A couple of weeks ago, a response video was posted by Amanda Mills to my appearance I did on the No Totally podcast. It’s a fine video laden with first rate points that serves to correct many of my points. I don’t agree with every point on it, of course, but I respectfully disagree to the highest magnitude and strongly urge everybody to follow her site and twitter feed. She’s a vital voice and one I admire.
One of the areas of disagreement we had was the movie Rain Man and after some intense thought, I’m forced to agree with her. It isn’t all that accurate as a portrait of low functioning autism. (1) It’s definitely a Hollywood take. Yet, it did speak to me since it provided flashes of recognition. And yeah, I’m giving it a bit of a pass because it’s also still a great film. Problematic or not, the acting and directing are stellar and it remains highly entertaining.
Yet, it’s a film entirely told through the NT point of view. The movie is entirely about how autism impacts a neurotypical person and how the neurotypical person helps the autistic individual. It’s a film that reduces the neurodiverse to props. In 1987, when it was made, even addressing the issue was bold, but surely now, 28 years later, we’ve moved past that.
Nope. as I’ve thought on the subject this week, I’m coming to a frustrated conclusion: I think things are as rough as they’ve always been. If there are glimmers of hope, they come from our fervent refusal to shut up. We’re steadily making a dent in the memoirs about dealing with autism market previously dominated by family members telling our stories. But in the mass media? The ND are still depicted through another perspective.

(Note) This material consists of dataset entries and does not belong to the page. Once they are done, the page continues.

PR #12645, opened 2016-04-22
Don't show email sign-up on sensitive content

gtrufitt:
## What does this change?

Add isSensitive js config and checks for it in email sign-up insertion. Also moves film today sign-up to bottom-of-page.

Prevents showing the chirpy 'want stories like this in your inbox?' on things like obits.
## CC

@crifmulholland


jamespamplin:
:+1: looks good to me, thanks for this!

gtrufitt:
Ta @jamespamplin

PR #12647, opened 2016-04-22
Fix button colors in refactored manual commercial components

regiskuckaertz:
This addresses an issue where the refactored manual components would not use the correct button colour.

Before:
picture 8

After:
picture 9

cc @Calanthe @uplne


Calanthe:
👍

This isn’t unique to us. Disabilities of all stripes seem to come through a perspective of another person. With the exception of biographies of people like Ray Charles, media depictions of disability tend to filter it through a family member or a romantic partner. It’s their challenge. How does someone cope with loving someone whose life is different? This even extends to stories of great lives like Stephen Hawking! (2)
This is especially common in the fatal illness genre where the focus is on how a cold cynic, usually male, learns about life through a noble dying person. Film romanticizes dying without the darkness of viewing life through the eyes of the dying. The terminal die nobly to teach us how great we can be. They are props.
I understand why the arts do this. Actually dealing with the reality of these situations means confronting a deep vein of pain and sadness. I’ve talked to friends with severe disabilities. They openly admit that yes, it can be hard. I make no secret of that fact here. Autism is a rough road. The disabled know the world is hard. Frustration surrounds us.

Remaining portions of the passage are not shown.